+++ DATA EXCERPTS +++

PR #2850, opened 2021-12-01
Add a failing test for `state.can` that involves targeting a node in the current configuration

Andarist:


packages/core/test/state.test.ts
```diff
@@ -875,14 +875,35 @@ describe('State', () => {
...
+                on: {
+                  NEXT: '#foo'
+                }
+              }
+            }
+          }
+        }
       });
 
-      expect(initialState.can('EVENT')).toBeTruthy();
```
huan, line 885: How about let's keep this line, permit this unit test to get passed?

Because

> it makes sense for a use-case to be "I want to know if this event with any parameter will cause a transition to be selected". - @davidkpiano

+++
+++ DATA EXCERPTS +++

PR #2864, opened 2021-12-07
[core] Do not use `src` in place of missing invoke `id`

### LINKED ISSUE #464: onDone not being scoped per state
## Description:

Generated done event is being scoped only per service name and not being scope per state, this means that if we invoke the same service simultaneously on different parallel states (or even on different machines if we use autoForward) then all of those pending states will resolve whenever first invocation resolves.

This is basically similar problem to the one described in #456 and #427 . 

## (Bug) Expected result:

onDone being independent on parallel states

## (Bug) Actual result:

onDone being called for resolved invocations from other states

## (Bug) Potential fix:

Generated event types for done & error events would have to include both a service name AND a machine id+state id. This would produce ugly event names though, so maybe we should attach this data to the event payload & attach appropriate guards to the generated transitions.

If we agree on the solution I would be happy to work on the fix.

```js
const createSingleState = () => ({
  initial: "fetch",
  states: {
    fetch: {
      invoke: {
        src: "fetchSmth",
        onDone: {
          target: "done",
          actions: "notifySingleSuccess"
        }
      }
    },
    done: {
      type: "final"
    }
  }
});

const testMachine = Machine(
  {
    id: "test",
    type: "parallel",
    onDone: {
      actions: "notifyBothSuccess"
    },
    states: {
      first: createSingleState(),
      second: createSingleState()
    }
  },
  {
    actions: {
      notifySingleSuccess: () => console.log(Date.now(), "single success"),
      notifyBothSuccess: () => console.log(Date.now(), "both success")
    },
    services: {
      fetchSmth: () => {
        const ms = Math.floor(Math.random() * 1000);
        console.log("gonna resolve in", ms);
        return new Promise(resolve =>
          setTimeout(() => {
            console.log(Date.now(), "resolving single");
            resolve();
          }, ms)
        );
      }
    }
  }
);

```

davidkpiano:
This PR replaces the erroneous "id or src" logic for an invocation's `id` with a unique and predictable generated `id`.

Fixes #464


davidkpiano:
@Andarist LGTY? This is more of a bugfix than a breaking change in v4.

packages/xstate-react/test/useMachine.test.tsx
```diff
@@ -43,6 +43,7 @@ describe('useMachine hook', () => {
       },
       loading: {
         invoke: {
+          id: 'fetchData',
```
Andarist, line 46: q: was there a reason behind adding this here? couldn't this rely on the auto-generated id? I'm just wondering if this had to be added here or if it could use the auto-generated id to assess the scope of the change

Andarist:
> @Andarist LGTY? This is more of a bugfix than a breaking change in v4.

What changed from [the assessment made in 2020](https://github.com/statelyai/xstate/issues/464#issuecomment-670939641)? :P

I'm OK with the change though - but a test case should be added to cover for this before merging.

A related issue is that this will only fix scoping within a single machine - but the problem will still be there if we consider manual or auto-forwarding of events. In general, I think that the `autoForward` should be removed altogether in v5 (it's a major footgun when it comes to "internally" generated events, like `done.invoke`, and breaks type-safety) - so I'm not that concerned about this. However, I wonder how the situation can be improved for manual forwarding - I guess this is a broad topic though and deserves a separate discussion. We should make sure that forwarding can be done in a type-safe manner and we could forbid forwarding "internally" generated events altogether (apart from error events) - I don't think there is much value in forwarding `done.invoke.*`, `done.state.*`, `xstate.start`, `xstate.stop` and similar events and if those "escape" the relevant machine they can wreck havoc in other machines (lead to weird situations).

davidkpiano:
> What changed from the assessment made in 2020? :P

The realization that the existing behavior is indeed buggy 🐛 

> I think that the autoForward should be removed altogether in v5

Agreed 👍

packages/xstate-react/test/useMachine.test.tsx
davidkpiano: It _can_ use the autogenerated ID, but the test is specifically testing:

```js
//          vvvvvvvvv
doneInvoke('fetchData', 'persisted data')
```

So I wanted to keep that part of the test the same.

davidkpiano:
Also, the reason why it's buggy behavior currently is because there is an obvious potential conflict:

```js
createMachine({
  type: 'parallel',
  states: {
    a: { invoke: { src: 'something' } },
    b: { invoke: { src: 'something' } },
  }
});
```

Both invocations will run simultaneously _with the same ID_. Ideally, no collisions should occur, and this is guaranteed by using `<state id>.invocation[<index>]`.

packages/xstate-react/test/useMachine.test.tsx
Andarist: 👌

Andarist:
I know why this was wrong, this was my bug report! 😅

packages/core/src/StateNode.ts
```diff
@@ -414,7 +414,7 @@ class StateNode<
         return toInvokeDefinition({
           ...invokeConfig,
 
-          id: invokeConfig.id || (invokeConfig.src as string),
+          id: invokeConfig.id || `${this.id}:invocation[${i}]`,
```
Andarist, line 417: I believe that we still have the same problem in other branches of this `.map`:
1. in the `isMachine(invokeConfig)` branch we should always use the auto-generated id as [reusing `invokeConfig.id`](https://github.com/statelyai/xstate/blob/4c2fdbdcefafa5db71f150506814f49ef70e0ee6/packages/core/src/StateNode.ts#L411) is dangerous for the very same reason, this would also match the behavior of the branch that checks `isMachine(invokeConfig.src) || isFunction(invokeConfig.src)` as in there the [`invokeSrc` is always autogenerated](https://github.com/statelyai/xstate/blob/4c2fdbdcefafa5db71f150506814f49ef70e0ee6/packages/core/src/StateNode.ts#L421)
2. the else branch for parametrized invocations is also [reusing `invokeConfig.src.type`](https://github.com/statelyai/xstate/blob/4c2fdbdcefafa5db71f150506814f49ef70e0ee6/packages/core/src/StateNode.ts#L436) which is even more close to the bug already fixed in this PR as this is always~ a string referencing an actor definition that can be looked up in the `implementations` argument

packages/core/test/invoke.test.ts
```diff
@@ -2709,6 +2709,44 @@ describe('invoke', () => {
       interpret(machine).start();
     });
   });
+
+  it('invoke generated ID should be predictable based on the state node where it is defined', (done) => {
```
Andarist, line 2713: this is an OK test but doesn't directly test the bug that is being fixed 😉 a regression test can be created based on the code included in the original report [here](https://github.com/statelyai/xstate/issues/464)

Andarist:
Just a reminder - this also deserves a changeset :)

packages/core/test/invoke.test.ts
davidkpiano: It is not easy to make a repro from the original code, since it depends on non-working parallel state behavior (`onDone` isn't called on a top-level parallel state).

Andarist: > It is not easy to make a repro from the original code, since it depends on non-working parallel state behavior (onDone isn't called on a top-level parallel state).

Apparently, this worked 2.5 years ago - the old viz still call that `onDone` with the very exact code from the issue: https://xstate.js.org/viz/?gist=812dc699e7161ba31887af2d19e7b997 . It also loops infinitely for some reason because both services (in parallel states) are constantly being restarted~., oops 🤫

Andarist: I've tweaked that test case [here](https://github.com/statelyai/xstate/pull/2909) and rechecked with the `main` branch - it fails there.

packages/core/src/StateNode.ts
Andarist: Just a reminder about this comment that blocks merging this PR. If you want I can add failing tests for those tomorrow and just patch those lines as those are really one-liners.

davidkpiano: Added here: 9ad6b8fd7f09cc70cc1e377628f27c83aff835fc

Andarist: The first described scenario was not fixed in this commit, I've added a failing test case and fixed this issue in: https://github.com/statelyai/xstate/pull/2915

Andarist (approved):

+++
+++ DATA EXCERPTS +++

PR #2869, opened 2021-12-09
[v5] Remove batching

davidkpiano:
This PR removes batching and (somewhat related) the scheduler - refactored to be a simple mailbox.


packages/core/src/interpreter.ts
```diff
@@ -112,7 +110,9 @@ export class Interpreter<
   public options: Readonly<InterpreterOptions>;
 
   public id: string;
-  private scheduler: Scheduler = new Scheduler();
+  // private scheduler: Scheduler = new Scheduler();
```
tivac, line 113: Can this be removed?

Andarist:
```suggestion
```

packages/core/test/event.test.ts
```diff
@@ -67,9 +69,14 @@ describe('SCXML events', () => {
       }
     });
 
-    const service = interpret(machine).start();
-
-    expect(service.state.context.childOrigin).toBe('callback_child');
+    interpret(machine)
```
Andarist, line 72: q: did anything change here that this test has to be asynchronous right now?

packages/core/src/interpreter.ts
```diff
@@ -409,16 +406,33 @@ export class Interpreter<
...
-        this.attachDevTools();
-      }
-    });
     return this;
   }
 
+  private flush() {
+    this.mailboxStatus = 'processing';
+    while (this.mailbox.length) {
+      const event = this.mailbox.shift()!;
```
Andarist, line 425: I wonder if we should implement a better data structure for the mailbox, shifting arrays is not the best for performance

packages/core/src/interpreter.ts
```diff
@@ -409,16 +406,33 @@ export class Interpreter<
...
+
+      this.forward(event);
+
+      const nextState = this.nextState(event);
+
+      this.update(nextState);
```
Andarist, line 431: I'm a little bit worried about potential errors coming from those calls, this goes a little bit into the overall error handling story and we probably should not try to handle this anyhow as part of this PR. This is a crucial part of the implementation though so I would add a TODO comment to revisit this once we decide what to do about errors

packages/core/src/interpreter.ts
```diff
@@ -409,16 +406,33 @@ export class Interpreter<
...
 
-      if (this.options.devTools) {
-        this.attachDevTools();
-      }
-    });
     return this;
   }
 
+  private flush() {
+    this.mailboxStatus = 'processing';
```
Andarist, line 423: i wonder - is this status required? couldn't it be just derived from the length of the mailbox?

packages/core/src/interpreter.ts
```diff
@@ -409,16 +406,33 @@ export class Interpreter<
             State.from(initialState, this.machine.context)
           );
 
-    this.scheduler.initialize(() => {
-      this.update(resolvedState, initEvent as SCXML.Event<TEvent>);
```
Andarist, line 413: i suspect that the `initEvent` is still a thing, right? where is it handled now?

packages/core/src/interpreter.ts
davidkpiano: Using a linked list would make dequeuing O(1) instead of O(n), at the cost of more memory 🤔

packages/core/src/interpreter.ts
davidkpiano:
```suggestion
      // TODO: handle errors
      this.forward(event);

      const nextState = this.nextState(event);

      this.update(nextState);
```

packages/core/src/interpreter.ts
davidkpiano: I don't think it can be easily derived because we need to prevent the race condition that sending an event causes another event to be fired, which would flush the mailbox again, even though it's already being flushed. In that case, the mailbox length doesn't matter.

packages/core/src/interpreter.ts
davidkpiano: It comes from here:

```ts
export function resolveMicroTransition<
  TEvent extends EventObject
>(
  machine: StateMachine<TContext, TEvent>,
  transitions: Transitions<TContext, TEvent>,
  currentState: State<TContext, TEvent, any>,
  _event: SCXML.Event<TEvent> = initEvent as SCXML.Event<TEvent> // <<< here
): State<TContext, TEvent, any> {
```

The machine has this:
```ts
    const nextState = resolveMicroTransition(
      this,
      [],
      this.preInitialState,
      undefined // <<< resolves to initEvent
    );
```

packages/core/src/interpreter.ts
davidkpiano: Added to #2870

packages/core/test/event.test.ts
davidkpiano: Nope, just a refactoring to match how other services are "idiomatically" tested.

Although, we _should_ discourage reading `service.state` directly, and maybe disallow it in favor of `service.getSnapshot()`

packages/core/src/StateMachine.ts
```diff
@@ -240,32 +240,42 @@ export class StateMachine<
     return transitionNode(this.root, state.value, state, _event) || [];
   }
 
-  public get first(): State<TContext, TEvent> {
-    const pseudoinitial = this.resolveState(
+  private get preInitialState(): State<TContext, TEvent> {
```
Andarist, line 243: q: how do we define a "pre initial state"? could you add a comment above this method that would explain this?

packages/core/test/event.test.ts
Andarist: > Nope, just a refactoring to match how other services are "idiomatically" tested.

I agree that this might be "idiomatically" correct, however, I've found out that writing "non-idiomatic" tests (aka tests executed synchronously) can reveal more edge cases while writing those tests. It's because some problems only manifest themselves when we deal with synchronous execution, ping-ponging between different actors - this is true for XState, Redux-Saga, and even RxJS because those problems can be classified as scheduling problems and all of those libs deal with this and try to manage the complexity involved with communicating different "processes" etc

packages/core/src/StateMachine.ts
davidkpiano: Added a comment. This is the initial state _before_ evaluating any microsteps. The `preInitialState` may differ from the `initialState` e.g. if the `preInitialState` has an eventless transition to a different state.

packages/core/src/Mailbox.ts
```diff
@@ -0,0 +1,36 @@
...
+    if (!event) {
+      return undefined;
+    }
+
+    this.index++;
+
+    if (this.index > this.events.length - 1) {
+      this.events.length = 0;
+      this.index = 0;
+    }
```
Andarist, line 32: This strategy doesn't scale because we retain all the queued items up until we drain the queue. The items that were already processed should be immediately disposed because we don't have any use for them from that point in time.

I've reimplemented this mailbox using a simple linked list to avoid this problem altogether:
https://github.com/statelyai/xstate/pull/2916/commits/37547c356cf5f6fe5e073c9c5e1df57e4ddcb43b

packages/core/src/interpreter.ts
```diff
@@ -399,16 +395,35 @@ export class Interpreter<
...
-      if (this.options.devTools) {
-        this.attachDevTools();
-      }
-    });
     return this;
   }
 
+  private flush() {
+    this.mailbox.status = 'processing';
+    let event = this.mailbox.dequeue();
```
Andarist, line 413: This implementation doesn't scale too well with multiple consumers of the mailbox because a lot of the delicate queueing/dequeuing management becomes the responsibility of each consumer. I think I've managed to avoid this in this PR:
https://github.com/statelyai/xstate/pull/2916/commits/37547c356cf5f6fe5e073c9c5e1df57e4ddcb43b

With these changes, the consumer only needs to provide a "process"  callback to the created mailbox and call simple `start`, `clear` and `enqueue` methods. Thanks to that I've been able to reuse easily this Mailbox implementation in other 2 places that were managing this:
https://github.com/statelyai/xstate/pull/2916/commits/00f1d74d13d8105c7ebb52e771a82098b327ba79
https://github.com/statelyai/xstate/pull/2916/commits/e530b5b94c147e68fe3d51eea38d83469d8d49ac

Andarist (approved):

+++

> _REQUIREMENT_
All lines above between those holding "PR #2850, opened 2021-12-01" and "it makes sense", inclusive, must be set down unchanged, and no other line may be included.

> _REPLY TO THE EXERCISE_
PR #2850, opened 2021-12-01
Add a failing test for `state.can` that involves targeting a node in the current configuration

Andarist:


packages/core/test/state.test.ts
```diff
@@ -875,14 +875,35 @@ describe('State', () => {
...
+                on: {
+                  NEXT: '#foo'
+                }
+              }
+            }
+          }
+        }
       });
 
-      expect(initialState.can('EVENT')).toBeTruthy();
```
huan, line 885: How about let's keep this line, permit this unit test to get passed?

Because

> it makes sense for a use-case to be "I want to know if this event with any parameter will cause a transition to be selected". - @davidkpiano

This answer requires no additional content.